Physical size adds an unexpected twist. Despite being the less powerful card, the Asus RTX 5060 is actually longer at 268.3mm versus 208mm for the Gigabyte Ti — a 60mm difference that could matter in compact cases where GPU length clearance is tight. Both share the same 120mm height. Neither card offers liquid cooling. On balance, neither product holds an across-the-board advantage in this group: the Asus 5060 wins on power efficiency, while the Gigabyte Ti is the more physically compact card.

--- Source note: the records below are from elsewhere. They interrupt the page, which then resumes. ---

PR #5415, opened 2019-11-04
Optimize TripleAUnit.getTransporting().

asvitkine:
This is called extensively by ProAI and this change improves the runtime significantly.

## Functional Changes

[] New map or map update
[] New Feature
[] Feature Removal
[] Code Cleanup or refactor
[] Configuration Change
[] Bug fix:  
[] Other:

Comparison Summary & Verdict

After examining all available specifications, a clear picture emerges for each card. The Gigabyte GeForce RTX 5060 Ti WindForce OC 8GB is the stronger performer, offering a higher turbo clock of 2587 MHz, 4608 shading units, and a significantly higher floating-point performance of 23.84 TFLOPS compared to 19.18 TFLOPS on its rival, making it the better choice for users who demand maximum throughput. The Asus Prime GeForce RTX 5060, on the other hand, operates at a lower TDP of 145W versus 180W, and despite its longer 268.3 mm length, it draws less power, appealing to users building in thermally constrained or power-sensitive systems. Both cards share the same 8GB GDDR7 memory, ports, and feature set, so the decision ultimately comes down to performance headroom versus power efficiency.

Asus Prime GeForce RTX 5060
Buy Asus Prime GeForce RTX 5060 if...

Buy the Asus Prime GeForce RTX 5060 if you want a capable Blackwell-based GPU with a lower 145W power draw, making it ideal for builds where energy efficiency or thermal headroom is a priority.

Gigabyte GeForce RTX 5060 Ti WindForce OC 8GB
Buy Gigabyte GeForce RTX 5060 Ti WindForce OC 8GB if...

Buy the Gigabyte GeForce RTX 5060 Ti WindForce OC 8GB if you want maximum GPU performance, with higher clock speeds, more shading units, and significantly greater floating-point throughput at 23.84 TFLOPS.